# WHAT THIS TASK INVOLVES:
Retype, word for word, every line of the records below starting at the one that contains "Ladicek: Oh don't" and ending at the one that contains "(if any), which"; include both of those lines and nothing more.

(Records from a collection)
--- START ---

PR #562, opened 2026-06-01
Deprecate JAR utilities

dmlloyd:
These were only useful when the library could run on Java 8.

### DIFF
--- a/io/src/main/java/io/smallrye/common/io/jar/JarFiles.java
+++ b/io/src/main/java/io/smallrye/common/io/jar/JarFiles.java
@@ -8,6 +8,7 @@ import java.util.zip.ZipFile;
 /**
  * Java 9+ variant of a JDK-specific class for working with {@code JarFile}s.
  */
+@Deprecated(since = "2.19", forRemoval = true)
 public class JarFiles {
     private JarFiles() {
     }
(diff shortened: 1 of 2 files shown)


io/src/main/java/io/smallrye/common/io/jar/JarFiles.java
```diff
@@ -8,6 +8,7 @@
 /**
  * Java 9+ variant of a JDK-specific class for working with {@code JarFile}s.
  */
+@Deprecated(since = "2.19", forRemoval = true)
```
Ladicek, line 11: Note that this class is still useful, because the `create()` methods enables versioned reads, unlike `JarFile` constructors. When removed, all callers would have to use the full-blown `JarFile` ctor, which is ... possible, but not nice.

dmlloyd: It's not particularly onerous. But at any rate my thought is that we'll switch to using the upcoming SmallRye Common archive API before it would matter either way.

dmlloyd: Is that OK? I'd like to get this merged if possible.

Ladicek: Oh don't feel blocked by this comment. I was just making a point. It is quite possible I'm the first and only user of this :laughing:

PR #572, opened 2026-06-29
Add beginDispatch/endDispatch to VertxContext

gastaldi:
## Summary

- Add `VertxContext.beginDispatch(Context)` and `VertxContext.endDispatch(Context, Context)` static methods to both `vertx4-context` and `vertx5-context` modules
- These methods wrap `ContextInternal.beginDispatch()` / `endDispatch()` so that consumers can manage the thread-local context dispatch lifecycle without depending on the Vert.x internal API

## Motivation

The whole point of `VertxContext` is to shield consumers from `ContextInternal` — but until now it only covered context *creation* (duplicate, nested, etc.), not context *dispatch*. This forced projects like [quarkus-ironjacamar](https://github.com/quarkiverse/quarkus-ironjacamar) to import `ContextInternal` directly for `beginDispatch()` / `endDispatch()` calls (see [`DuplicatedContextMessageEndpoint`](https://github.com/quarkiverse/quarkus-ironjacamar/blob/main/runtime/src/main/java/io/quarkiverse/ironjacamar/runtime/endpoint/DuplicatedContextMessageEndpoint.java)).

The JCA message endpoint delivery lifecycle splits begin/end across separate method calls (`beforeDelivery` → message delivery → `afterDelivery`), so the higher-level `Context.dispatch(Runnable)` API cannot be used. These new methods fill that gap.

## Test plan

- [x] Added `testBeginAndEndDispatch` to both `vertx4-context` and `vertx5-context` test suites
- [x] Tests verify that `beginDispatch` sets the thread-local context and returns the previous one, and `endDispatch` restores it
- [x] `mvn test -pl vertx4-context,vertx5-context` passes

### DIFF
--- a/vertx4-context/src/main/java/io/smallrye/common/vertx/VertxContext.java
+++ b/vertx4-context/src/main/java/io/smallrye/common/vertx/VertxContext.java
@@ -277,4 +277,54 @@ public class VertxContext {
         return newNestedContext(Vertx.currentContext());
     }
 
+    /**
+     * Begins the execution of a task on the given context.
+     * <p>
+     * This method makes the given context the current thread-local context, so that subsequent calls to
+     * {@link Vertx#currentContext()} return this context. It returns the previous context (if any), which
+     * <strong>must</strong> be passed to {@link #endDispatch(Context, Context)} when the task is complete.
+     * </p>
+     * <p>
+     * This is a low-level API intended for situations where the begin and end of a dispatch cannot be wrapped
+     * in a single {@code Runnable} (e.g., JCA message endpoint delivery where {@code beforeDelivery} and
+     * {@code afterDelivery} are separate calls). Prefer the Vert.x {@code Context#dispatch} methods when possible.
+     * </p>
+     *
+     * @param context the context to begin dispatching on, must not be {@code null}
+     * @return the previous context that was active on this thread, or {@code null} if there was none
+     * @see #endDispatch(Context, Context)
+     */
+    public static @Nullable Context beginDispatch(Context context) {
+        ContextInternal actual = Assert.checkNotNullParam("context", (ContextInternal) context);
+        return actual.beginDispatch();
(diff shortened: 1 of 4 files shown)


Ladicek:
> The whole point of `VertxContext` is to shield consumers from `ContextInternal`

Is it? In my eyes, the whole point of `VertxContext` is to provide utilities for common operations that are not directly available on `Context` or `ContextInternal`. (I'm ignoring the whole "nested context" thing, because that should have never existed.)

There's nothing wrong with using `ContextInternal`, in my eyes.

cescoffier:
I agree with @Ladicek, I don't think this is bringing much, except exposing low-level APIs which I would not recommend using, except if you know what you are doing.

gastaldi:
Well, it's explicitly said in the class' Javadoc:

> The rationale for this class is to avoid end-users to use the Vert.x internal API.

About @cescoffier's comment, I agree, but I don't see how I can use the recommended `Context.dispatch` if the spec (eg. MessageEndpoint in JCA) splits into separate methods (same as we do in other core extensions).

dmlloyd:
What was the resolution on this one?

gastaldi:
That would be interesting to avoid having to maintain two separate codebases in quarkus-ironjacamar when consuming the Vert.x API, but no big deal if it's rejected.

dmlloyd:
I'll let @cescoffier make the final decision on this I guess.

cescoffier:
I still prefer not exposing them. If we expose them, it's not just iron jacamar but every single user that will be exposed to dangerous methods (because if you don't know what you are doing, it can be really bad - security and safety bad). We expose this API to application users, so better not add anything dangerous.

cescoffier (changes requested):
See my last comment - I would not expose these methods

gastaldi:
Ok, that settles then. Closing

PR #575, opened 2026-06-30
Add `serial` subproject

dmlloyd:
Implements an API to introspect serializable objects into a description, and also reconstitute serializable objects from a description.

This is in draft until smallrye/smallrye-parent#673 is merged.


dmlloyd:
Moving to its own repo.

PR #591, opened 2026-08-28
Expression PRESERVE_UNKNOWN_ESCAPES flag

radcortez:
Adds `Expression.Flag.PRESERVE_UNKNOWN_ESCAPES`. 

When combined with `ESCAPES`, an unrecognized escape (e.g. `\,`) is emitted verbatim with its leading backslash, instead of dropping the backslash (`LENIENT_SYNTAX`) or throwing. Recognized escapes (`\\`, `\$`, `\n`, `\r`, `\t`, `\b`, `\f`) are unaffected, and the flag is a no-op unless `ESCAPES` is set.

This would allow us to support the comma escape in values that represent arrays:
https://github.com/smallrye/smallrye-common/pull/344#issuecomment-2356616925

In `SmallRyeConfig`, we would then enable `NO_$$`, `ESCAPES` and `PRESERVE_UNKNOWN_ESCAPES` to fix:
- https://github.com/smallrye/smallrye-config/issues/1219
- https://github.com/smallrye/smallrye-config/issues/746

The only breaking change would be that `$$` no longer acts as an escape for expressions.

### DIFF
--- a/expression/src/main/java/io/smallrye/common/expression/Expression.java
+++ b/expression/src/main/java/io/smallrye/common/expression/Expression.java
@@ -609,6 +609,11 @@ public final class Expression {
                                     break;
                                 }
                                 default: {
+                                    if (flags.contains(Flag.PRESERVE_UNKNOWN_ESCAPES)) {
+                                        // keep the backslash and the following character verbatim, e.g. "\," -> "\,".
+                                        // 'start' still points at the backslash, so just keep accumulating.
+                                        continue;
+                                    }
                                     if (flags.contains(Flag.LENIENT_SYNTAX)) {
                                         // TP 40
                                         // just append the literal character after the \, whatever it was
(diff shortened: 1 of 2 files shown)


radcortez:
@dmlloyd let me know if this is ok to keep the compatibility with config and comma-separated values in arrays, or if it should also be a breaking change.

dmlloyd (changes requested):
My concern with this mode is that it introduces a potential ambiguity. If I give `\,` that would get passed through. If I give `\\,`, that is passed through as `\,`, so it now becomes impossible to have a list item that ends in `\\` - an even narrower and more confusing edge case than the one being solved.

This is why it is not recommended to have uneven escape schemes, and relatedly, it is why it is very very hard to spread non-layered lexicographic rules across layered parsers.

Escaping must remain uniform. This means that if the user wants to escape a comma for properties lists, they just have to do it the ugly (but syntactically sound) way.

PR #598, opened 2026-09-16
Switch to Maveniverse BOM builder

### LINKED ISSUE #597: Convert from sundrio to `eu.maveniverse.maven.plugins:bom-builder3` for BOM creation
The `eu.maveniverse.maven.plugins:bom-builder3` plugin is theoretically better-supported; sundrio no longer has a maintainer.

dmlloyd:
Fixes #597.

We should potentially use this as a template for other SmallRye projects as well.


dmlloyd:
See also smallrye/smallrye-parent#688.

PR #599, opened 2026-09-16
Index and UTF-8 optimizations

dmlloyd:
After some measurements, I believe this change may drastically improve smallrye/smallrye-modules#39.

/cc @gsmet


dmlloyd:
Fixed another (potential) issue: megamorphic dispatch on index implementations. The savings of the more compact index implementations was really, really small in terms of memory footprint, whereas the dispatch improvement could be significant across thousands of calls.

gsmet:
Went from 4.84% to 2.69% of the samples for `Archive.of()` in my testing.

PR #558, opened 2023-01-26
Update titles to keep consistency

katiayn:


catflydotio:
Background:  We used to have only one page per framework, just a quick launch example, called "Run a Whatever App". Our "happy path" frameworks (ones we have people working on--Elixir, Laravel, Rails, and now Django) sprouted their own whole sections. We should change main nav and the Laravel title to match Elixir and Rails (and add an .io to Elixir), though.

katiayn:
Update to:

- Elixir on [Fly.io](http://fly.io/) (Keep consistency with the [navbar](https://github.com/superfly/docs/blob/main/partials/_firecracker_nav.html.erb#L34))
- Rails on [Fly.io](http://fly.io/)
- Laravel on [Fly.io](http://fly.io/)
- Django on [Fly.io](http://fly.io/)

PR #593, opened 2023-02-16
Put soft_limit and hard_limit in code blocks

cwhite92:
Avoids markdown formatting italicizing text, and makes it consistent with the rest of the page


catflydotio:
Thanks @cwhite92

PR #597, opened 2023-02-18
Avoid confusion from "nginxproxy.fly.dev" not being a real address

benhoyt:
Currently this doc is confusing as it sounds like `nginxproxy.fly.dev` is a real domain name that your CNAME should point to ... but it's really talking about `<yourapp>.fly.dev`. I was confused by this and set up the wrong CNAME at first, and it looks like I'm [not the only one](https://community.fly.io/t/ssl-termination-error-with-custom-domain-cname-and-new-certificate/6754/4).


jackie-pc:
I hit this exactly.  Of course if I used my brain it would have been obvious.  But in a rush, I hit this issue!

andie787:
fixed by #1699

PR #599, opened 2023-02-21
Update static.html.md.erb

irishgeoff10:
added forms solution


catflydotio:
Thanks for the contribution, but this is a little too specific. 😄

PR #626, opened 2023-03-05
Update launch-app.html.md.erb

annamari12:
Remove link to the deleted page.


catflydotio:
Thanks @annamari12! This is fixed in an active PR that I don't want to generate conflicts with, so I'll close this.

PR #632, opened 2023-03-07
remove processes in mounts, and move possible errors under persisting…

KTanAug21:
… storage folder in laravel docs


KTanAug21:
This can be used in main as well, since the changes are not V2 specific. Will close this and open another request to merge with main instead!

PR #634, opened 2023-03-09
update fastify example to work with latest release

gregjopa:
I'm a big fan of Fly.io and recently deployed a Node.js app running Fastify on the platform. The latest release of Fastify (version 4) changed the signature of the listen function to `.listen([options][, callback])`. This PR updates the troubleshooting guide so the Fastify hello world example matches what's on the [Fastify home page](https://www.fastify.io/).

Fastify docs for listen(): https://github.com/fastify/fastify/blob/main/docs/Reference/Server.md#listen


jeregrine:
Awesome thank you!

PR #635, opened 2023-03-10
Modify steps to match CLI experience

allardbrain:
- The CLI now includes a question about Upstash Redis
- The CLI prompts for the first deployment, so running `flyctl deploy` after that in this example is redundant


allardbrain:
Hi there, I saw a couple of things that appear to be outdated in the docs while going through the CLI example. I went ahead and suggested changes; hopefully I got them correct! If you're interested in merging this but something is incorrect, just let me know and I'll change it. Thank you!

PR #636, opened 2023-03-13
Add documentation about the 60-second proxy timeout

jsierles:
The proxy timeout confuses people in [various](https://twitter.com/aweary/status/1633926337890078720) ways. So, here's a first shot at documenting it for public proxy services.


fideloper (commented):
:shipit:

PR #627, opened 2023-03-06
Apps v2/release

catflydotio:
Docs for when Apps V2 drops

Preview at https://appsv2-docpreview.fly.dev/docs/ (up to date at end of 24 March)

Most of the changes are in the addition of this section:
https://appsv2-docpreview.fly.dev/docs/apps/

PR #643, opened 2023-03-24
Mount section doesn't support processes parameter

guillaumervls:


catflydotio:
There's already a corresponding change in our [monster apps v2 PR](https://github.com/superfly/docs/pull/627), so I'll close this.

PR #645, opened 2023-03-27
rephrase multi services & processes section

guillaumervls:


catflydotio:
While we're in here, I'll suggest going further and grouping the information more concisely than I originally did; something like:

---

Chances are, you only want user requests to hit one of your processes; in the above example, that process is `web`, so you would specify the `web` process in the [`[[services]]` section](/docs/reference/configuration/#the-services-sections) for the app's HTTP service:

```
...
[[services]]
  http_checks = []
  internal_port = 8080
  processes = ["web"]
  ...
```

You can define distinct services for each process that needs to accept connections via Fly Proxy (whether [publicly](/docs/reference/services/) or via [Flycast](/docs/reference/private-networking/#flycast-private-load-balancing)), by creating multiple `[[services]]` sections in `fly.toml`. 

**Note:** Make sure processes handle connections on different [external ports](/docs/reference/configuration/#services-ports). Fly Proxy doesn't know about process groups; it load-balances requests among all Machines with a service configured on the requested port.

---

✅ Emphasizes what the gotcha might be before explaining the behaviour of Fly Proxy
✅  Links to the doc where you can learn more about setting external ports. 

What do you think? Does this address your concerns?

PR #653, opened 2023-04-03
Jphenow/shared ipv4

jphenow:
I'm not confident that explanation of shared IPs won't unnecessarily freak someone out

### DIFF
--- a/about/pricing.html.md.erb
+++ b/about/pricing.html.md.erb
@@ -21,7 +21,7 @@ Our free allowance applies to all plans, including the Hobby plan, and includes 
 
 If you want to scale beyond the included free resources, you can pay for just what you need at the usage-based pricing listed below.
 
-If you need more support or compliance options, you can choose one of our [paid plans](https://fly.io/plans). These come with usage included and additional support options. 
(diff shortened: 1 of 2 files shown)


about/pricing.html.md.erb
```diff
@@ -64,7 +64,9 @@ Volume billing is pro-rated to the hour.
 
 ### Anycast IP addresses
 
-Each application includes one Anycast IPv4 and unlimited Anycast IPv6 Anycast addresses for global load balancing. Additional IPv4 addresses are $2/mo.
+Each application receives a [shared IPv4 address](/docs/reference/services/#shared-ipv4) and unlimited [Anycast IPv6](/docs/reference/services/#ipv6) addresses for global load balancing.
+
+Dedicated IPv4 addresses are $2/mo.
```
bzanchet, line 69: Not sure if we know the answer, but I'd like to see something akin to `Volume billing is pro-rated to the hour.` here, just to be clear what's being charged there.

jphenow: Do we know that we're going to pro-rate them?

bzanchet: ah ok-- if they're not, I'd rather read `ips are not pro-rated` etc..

--- END ---

# EXERCISE SOLUTION:
Ladicek: Oh don't feel blocked by this comment. I was just making a point. It is quite possible I'm the first and only user of this :laughing:

PR #572, opened 2026-06-29
Add beginDispatch/endDispatch to VertxContext

gastaldi:
## Summary

- Add `VertxContext.beginDispatch(Context)` and `VertxContext.endDispatch(Context, Context)` static methods to both `vertx4-context` and `vertx5-context` modules
- These methods wrap `ContextInternal.beginDispatch()` / `endDispatch()` so that consumers can manage the thread-local context dispatch lifecycle without depending on the Vert.x internal API

## Motivation

The whole point of `VertxContext` is to shield consumers from `ContextInternal` — but until now it only covered context *creation* (duplicate, nested, etc.), not context *dispatch*. This forced projects like [quarkus-ironjacamar](https://github.com/quarkiverse/quarkus-ironjacamar) to import `ContextInternal` directly for `beginDispatch()` / `endDispatch()` calls (see [`DuplicatedContextMessageEndpoint`](https://github.com/quarkiverse/quarkus-ironjacamar/blob/main/runtime/src/main/java/io/quarkiverse/ironjacamar/runtime/endpoint/DuplicatedContextMessageEndpoint.java)).

The JCA message endpoint delivery lifecycle splits begin/end across separate method calls (`beforeDelivery` → message delivery → `afterDelivery`), so the higher-level `Context.dispatch(Runnable)` API cannot be used. These new methods fill that gap.

## Test plan

- [x] Added `testBeginAndEndDispatch` to both `vertx4-context` and `vertx5-context` test suites
- [x] Tests verify that `beginDispatch` sets the thread-local context and returns the previous one, and `endDispatch` restores it
- [x] `mvn test -pl vertx4-context,vertx5-context` passes

### DIFF
--- a/vertx4-context/src/main/java/io/smallrye/common/vertx/VertxContext.java
+++ b/vertx4-context/src/main/java/io/smallrye/common/vertx/VertxContext.java
@@ -277,4 +277,54 @@ public class VertxContext {
         return newNestedContext(Vertx.currentContext());
     }
 
+    /**
+     * Begins the execution of a task on the given context.
+     * <p>
+     * This method makes the given context the current thread-local context, so that subsequent calls to
+     * {@link Vertx#currentContext()} return this context. It returns the previous context (if any), which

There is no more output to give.